Latest update May 21st, 2026 12:35 AM
Nov 13, 2010 Editorial
The ongoing debate about corporal punishment is heightening. Many people, closely associated with what happens in the United States and other developed countries, are insisting that corporal punishment is for the barbaric.
With equal vehemence, proponent of the idea feel that to do away with corporal punishment is to allow children to run rough shod over anyone in authority and to encourage anti-social behaviour. There is no hard evidence that either is wrong especially since one can conduct studies that would incorporate false premises that would lead to equally skewed results.
It is the same with the debate about the death penalty. Many countries, particularly those in Europe, have abolished the death penalty after listening to arguments that it is inhumane, degrading and the ultimate disregard of human rights.
Supporters, however, claim that it is the ultimate sanction for one who actually deprived another of his life. They also say that once executed, a person will never commit that crime again and they point to noted American writer, Truman Capote who actually secured the release of a killer and had the killer in his care with the firm view that the man was reformed. He killed again.
Opponents of corporal punishment say that the violence scars the child and in turn fashions him into believing that the solution to his problems rests in violence. Supporters say that the fear of corporal punishment is enough to make those tending to errant behaviour, to shun such behaviour.
Older people are firm in the belief that corporal punishment kept them along the straight and narrow. They point to the level of crime committed then when serious crimes attracted the cat o’nine tails and the whip.
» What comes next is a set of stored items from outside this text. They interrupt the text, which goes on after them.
PR #281, opened 2020-05-09
Fix Rails version check in migration generator (Fixes #280)

### LINKED ISSUE #280: migration not Rails version aware
the generator creates a migration with the old-style Migration class `ActiveRecord::Migration`

```
Directly inheriting from ActiveRecord::Migration is not supported. Please specify the Rails release the migration was written for:
```

I think there's a way to pipe the Rails version into the template as it is being generated 

I did it in another gem like this
```
class CreateUniversalTrackManagerTables < ActiveRecord::Migration<%= migration_version %>
  def self.up
    ActiveRecord::Base.transaction do

```

magnusvk:
To include the Rails version not just for Rails 5.x but also future
versions.

### DIFF
--- a/CHANGELOG.md
+++ b/CHANGELOG.md
@@ -1,6 +1,11 @@
 ## 2.3.0 (January 28, 2020)
 
 Improvements:
+  - Allow specifying `start` and `finish` options to `counter_culture_fix_counts` (#279)
+
+## 2.3.0 (January 28, 2020)
+
+Improvements:
   - Allow using scopes in `column_names` (#272)
 
 ## 2.2.4 (August 21, 2019)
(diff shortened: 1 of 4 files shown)


jasonfb:
testing now

jasonfb:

Those who have seen the recipients of the cat would appreciate the horror because the victim is never again whole. Many die at an early age, looking like people twenty years older.
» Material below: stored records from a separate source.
PR #346, opened 2022-03-04
Differentiate installation steps for current versus legacy ruby/rails versions

edaff-iti:


magnusvk:
Thanks, but since those versions are all end of life I don't think it's worth pointing this out. I'll update the readme to suggest installing the latest version instead.

PR #351, opened 2022-04-20
Fix issue that decrement counter cache is called multiple times

kmdtmyk:
For example, there are these models.

```ruby
class Book < ApplicationRecord
  has_many :reviews
end

class Review < ApplicationRecord
  belongs_to :book
  counter_culture :book
end
```

I called review.destory method twice. I expected this decrements counter -1. But, this decrements counter -2 acutually.
I fixed it.

```ruby
book = Book.create
review = Review.create(book: book)

book.reload
expect(book.reviews_count).to eq 1

review.destroy
book.reload
expect(book.reviews_count).to eq 0

review.destroy
book.reload
expect(book.reviews_count).to eq 0 # actually, -1 
```

### DIFF
--- a/lib/counter_culture/extensions.rb
+++ b/lib/counter_culture/extensions.rb
@@ -113,8 +113,10 @@ module CounterCulture
     # called by after_destroy callback
     def _update_counts_after_destroy
       self.class.after_commit_counter_cache.each do |counter|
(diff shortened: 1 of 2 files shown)


magnusvk:
Thank you!

magnusvk:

Perhaps it was the barbarity that caused the state to ban the cat but the whip remained. This was in the face of increasing calls for an abolition of corporal punishment. Recently, by way of an act of Parliament, the state removed whipping from the books of penal institutions. Is this a move toward the abolition of corporal punishment? Officials in the administration say that such a conclusion would be farther from the truth.
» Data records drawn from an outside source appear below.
PR #352, opened 2022-04-25
Fix passing a proc to `column_names`

KevinCarterDev:
The documentation states

> You can specify a scope instead of a where condition string for `column_names`. We recommend
providing a Proc that returns a hash instead of directly providing a hash: If you were to directly
provide a scope this would load your schema cache on startup which will break things like
`rake db:migrate`.

This doesn't work tho as the proc is immediately `call`-ed in the `counter_culture` method to check it's return value. To fix this I've moved the ArgumentError from the setup side to the runtime side.

### DIFF
--- a/lib/counter_culture/extensions.rb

But it has not escaped notice that increasing numbers, parents who apply corporal punishment to their children are being hauled before the courts. Just last week, a father who found that his pre-teen daughters had left his home to view pornographic movies, ended up in court and placed on bail because he took a whip to them to the extent that there were welts on their nether regions.
This is a far cry from the days when parents took the cane or the whip to their errant children. At the same time, the Ministry of Education allows schools to inflict corporal punishment on children but under supervised conditions. One of the supervisors is the head teacher.
On Monday, a mother was overheard telling the media that these days with teachers reluctant to apply corporal punishment children are becoming brazen and there are those who would take their parents to school to accost teachers who seek to discipline them.
It has not escaped notice that even in the United States where all views are taken seriously there is a reintroduction of corporal punishment in some places. AND THE LAW SUPPORTS IT. In Guyana where we seem to be keen to emulate the actions of the developed world (and that may not be a bad thing) we remain silent when the very society seeks to promote violence.
Some of the very people who profess to abhor scream for blood when their community catches a thief. They resort to violence if they are provoked and they support condign action if one of their own is wronged.
There have been numerous letters both in support of and against corporal punishment and we are certain that we are far from seeing the end of this debate. We know of double standards, of people who would publicly denounce corporal punishment but would have no hesitation in administering such punishment,
Will there be a new round of debates? We await the next bit of flogging or beating of a thief by so-called public spirited citizens.